***** INFORMATION *****

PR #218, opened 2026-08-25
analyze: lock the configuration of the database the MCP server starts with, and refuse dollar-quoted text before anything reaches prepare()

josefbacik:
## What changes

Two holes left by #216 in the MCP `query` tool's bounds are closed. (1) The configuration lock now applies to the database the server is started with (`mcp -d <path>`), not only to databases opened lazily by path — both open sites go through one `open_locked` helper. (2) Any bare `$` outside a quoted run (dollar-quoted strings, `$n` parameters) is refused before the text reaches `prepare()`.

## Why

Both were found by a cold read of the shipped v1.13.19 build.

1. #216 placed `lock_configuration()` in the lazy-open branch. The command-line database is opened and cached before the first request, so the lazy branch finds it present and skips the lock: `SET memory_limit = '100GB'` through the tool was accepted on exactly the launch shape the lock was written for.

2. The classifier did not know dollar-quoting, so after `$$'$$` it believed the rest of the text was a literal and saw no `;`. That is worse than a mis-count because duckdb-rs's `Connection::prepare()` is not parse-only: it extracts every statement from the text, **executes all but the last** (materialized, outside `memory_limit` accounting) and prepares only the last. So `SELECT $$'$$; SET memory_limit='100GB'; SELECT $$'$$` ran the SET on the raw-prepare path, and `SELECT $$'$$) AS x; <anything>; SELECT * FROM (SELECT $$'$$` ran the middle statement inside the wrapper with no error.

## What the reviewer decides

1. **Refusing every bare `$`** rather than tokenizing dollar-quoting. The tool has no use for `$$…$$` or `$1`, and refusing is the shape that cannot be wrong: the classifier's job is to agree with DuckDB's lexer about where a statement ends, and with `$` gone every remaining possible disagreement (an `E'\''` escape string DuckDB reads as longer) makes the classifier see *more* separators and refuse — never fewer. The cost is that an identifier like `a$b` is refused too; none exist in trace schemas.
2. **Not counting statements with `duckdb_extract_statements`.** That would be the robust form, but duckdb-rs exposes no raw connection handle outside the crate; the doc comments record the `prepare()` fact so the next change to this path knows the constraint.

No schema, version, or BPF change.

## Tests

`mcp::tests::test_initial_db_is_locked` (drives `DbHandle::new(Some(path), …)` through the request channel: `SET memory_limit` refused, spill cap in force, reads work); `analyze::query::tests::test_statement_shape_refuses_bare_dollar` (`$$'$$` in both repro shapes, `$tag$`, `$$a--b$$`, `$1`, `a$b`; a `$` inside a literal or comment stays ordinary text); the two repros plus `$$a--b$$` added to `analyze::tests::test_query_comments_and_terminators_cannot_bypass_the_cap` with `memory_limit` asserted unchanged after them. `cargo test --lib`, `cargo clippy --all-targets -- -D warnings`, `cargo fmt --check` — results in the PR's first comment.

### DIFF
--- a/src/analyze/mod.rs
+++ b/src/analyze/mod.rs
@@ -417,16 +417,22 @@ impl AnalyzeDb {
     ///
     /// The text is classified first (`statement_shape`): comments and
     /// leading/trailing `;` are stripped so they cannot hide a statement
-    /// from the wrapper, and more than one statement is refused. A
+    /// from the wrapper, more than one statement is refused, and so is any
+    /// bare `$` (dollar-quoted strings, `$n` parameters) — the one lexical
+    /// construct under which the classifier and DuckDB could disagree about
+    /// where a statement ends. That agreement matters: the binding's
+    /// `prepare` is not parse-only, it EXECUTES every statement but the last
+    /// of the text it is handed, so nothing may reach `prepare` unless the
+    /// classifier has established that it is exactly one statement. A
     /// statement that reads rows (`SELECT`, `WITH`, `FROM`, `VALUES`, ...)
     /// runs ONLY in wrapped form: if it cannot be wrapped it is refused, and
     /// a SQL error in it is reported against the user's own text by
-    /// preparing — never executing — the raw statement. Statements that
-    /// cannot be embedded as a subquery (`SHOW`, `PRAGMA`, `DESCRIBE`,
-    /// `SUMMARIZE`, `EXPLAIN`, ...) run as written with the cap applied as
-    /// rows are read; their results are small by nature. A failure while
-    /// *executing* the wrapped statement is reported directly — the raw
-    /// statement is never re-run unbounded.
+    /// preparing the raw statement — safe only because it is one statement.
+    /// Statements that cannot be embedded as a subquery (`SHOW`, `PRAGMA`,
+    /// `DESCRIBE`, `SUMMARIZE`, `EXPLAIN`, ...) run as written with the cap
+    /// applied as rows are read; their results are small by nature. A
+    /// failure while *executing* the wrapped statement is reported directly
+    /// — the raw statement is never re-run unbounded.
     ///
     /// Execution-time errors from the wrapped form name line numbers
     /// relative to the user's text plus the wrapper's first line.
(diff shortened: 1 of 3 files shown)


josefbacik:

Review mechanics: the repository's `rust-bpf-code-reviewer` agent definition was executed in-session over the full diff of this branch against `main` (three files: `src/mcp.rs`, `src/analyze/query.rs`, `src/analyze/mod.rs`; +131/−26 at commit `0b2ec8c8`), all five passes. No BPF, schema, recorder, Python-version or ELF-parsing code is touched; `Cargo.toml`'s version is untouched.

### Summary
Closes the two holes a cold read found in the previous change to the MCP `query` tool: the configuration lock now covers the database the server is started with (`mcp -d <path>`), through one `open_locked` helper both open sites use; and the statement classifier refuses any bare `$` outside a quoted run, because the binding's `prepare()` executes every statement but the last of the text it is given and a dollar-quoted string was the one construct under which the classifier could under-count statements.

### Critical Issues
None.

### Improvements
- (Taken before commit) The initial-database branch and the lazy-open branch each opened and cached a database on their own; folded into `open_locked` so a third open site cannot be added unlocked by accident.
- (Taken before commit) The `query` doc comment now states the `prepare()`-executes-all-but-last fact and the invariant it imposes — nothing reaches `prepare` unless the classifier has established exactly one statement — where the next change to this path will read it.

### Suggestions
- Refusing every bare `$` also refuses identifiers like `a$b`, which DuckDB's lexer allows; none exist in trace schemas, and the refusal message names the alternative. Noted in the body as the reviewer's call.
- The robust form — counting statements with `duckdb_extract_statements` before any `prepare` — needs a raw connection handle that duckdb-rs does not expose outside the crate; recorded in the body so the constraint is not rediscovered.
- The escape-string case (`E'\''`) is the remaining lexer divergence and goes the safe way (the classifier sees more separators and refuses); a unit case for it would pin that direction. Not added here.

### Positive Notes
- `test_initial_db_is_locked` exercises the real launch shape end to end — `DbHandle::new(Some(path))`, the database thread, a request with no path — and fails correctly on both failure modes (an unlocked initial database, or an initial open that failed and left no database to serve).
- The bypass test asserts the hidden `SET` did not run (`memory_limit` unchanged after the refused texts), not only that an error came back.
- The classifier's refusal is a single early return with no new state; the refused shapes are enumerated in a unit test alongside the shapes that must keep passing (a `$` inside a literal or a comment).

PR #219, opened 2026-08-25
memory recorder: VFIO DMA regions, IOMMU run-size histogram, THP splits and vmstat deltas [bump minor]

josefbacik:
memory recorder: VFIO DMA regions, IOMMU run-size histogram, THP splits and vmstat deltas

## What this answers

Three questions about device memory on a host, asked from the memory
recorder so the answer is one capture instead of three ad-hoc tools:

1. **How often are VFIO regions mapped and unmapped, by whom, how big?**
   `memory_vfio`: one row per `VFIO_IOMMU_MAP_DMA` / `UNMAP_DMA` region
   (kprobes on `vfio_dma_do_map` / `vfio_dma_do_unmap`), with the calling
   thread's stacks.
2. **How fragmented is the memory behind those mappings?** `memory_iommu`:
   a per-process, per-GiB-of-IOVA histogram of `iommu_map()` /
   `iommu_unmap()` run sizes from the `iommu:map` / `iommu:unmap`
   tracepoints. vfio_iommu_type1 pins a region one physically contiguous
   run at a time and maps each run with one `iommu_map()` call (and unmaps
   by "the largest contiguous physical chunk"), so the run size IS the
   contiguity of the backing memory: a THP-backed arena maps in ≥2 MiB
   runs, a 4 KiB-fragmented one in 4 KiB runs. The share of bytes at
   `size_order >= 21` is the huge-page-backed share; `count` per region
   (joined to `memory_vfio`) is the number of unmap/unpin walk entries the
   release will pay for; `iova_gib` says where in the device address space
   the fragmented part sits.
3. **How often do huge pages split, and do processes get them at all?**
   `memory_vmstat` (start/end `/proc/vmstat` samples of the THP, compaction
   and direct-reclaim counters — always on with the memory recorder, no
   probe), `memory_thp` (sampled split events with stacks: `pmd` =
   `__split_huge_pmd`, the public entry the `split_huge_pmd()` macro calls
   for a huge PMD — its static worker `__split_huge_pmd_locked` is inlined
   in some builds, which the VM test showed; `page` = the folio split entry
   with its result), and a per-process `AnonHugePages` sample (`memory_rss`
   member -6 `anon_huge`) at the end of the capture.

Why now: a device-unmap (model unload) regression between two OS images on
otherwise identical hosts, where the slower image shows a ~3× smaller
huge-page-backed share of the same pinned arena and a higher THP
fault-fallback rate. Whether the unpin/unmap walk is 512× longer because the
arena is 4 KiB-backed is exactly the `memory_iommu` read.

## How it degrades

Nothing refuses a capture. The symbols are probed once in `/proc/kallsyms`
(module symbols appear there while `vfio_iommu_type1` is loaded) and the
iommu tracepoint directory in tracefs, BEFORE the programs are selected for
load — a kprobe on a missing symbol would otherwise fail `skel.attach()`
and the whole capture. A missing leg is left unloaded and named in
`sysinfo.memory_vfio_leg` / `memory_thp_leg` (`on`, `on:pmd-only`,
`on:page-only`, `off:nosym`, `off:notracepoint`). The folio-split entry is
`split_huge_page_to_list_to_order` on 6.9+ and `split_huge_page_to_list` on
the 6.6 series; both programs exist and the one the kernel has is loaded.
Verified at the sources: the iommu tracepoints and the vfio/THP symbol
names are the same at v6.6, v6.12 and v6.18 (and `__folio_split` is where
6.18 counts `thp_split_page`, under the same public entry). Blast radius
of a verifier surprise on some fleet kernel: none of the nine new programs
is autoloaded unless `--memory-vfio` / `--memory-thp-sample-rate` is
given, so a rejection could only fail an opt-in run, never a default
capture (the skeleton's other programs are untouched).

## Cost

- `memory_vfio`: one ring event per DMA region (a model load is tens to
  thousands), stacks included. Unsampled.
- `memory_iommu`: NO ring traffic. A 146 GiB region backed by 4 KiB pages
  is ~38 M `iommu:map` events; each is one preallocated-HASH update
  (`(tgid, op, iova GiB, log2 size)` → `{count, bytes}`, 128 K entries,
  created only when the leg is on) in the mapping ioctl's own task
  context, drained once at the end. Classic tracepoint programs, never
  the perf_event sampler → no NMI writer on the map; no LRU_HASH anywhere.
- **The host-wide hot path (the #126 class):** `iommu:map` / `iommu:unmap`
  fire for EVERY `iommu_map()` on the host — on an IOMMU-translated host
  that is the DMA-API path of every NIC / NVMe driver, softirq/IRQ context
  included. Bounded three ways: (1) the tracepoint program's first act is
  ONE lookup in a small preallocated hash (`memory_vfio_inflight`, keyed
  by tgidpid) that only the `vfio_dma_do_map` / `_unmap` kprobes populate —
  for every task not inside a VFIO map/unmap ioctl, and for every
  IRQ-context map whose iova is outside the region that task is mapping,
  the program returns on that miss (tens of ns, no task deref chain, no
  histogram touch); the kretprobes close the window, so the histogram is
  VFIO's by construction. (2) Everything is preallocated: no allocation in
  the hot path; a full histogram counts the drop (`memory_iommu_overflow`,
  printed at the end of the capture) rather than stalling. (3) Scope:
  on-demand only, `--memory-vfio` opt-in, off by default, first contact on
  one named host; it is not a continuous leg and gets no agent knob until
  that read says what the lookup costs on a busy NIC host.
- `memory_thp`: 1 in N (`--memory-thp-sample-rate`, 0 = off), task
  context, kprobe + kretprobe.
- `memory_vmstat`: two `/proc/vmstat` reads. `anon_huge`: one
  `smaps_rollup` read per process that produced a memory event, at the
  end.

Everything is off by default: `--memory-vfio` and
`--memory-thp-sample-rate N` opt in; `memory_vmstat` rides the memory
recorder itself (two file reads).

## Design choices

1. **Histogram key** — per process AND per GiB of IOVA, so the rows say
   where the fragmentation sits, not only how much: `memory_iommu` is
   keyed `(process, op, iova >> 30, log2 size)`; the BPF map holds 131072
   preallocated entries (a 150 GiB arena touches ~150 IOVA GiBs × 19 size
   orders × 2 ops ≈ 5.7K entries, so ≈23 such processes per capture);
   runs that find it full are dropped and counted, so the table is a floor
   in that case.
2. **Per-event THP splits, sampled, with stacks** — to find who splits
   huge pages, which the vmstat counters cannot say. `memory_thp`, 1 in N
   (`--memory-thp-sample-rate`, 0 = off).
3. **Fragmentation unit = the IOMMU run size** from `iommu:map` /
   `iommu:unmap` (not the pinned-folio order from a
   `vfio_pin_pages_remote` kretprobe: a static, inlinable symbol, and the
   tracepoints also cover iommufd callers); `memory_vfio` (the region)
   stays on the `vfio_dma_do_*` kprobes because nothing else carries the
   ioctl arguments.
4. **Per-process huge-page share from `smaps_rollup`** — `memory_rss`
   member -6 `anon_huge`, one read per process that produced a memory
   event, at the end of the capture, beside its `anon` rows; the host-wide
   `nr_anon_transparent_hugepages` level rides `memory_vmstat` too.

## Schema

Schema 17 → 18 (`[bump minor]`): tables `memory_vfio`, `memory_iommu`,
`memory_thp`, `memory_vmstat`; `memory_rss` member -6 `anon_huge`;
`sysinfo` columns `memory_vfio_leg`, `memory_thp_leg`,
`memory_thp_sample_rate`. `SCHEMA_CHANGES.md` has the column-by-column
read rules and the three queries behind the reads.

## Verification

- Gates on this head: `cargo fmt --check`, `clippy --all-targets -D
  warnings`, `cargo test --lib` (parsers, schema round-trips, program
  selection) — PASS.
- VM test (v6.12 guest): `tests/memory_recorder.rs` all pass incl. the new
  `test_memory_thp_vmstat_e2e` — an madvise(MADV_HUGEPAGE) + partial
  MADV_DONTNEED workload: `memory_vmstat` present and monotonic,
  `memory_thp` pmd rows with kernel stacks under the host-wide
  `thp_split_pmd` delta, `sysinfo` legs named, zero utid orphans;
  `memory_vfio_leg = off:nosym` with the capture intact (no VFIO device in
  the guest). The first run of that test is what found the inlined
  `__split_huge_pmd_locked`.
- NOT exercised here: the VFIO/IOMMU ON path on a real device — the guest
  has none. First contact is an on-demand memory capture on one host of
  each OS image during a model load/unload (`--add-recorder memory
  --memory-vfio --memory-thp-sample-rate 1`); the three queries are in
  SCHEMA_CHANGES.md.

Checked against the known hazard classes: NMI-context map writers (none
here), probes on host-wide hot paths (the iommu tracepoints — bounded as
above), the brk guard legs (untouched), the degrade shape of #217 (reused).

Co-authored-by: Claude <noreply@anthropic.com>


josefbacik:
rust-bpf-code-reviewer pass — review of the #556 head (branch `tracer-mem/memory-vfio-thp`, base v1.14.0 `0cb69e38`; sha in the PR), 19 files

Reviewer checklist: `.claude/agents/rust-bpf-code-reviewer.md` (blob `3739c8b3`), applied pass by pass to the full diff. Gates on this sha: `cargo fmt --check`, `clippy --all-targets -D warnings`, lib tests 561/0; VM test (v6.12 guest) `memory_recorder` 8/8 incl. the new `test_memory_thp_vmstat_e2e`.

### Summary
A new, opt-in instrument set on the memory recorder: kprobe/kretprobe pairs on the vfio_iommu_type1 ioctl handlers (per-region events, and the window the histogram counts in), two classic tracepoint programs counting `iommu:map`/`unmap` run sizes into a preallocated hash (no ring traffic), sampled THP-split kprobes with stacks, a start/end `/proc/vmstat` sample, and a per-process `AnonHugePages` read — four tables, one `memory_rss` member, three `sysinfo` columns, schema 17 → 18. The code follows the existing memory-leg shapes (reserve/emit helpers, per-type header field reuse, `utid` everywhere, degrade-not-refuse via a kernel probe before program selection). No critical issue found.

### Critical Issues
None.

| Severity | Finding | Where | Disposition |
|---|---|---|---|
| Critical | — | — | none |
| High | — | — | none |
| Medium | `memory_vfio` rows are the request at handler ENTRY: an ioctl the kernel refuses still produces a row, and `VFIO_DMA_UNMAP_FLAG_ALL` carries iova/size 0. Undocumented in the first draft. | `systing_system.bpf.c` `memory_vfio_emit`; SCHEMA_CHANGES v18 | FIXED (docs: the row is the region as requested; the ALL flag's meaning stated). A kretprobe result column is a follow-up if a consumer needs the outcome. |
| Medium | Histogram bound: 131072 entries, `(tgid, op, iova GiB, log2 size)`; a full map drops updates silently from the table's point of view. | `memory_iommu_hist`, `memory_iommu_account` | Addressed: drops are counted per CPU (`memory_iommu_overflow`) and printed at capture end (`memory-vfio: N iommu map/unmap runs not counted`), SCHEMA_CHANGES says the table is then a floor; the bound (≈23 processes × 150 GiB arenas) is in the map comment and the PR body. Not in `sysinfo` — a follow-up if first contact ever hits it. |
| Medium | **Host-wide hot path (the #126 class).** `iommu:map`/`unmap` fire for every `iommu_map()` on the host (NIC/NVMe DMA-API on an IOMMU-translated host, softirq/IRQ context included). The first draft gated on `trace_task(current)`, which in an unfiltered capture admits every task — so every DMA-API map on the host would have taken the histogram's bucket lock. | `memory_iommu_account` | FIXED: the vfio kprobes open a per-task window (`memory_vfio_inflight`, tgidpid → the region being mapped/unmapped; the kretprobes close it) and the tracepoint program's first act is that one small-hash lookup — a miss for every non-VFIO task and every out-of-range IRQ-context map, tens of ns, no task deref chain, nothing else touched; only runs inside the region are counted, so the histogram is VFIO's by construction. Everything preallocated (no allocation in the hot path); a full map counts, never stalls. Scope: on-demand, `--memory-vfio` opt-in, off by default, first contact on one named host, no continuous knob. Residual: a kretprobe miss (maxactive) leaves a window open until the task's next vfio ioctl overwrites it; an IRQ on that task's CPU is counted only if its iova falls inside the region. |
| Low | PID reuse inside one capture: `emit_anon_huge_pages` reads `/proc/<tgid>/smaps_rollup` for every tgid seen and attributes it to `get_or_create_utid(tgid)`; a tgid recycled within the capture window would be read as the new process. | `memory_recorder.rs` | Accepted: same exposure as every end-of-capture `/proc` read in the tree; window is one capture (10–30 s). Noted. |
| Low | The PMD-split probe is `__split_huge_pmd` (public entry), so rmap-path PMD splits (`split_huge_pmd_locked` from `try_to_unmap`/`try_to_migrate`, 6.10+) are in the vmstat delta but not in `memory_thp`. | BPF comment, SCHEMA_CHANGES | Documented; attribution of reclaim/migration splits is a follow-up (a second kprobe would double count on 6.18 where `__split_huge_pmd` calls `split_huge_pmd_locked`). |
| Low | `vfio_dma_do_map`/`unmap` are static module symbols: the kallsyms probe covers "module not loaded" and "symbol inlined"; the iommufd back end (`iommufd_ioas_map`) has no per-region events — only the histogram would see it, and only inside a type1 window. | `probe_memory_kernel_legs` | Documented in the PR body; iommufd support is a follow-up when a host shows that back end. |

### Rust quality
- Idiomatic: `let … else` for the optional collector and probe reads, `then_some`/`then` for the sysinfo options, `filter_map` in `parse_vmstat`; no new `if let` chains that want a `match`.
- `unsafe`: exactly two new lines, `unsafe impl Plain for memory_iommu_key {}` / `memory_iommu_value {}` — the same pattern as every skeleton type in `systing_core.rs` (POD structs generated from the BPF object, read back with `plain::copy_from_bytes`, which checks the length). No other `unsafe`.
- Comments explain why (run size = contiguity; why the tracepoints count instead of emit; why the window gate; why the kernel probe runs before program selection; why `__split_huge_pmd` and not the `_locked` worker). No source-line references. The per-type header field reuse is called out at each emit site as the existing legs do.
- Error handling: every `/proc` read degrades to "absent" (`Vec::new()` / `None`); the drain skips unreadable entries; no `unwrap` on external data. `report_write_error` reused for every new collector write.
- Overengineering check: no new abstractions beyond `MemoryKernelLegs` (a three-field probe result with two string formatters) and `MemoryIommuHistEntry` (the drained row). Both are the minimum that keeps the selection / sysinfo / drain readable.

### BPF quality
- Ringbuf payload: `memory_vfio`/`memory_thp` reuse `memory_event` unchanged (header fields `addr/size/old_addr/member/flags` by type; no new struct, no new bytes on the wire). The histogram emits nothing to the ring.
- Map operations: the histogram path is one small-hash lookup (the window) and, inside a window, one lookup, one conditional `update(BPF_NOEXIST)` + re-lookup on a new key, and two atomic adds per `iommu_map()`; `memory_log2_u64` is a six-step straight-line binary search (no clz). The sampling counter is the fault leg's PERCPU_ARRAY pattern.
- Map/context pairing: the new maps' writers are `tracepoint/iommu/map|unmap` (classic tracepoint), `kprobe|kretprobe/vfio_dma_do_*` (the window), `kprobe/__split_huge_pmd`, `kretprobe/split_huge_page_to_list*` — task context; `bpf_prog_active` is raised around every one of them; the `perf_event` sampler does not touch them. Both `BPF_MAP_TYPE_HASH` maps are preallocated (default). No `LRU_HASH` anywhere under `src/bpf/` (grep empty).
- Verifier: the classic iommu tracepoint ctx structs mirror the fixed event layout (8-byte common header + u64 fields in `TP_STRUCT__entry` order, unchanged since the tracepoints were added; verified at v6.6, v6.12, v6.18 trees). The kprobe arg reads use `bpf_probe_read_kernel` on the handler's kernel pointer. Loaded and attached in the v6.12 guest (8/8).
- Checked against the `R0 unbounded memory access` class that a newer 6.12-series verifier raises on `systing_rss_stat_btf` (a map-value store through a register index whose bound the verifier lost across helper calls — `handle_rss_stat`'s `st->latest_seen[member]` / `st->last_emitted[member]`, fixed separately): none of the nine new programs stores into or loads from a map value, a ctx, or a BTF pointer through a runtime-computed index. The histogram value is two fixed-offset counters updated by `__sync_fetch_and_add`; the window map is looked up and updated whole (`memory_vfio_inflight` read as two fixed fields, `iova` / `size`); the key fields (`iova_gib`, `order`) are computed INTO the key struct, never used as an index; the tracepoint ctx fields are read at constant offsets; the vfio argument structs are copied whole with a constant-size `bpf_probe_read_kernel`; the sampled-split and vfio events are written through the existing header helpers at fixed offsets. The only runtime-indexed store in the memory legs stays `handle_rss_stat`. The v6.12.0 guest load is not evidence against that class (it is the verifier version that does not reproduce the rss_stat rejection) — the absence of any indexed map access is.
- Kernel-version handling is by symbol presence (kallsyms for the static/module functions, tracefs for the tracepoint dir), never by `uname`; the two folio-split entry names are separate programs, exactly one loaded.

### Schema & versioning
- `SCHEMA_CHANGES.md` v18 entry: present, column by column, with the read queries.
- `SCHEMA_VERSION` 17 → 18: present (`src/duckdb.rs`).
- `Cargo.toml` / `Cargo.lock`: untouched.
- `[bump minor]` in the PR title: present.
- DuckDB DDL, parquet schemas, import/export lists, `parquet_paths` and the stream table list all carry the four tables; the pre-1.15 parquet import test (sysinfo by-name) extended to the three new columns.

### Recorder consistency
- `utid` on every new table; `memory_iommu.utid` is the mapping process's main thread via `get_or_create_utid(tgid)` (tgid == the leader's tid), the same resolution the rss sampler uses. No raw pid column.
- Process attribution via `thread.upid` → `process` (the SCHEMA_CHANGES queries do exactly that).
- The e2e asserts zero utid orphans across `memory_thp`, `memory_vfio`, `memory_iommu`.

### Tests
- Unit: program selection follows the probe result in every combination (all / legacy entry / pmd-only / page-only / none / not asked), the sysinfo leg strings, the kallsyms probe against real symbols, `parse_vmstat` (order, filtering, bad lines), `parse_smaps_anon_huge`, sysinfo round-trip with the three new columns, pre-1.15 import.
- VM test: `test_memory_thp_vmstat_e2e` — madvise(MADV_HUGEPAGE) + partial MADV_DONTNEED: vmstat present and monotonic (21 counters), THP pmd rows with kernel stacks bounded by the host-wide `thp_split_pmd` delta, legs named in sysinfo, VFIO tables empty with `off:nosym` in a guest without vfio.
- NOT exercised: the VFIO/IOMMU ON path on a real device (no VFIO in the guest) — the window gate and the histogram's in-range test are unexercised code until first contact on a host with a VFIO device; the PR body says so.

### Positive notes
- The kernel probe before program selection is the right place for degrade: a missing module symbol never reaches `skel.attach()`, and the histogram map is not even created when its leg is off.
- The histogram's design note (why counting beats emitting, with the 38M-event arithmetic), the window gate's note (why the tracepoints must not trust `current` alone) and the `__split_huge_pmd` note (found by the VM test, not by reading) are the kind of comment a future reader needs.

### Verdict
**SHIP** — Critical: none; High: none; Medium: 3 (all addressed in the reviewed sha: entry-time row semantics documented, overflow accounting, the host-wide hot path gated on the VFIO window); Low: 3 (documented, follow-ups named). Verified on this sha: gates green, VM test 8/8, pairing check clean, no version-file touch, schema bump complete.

*****

*EXERCISE INSTRUCTIONS*
Give an exact copy of the lines above, from the top of the records to the line that contains "## What the reviewer decides", taking in both ends.

*PROBLEM SOLUTION*
PR #218, opened 2026-08-25
analyze: lock the configuration of the database the MCP server starts with, and refuse dollar-quoted text before anything reaches prepare()

josefbacik:
## What changes

Two holes left by #216 in the MCP `query` tool's bounds are closed. (1) The configuration lock now applies to the database the server is started with (`mcp -d <path>`), not only to databases opened lazily by path — both open sites go through one `open_locked` helper. (2) Any bare `$` outside a quoted run (dollar-quoted strings, `$n` parameters) is refused before the text reaches `prepare()`.

## Why

Both were found by a cold read of the shipped v1.13.19 build.

1. #216 placed `lock_configuration()` in the lazy-open branch. The command-line database is opened and cached before the first request, so the lazy branch finds it present and skips the lock: `SET memory_limit = '100GB'` through the tool was accepted on exactly the launch shape the lock was written for.

2. The classifier did not know dollar-quoting, so after `$$'$$` it believed the rest of the text was a literal and saw no `;`. That is worse than a mis-count because duckdb-rs's `Connection::prepare()` is not parse-only: it extracts every statement from the text, **executes all but the last** (materialized, outside `memory_limit` accounting) and prepares only the last. So `SELECT $$'$$; SET memory_limit='100GB'; SELECT $$'$$` ran the SET on the raw-prepare path, and `SELECT $$'$$) AS x; <anything>; SELECT * FROM (SELECT $$'$$` ran the middle statement inside the wrapper with no error.

## What the reviewer decides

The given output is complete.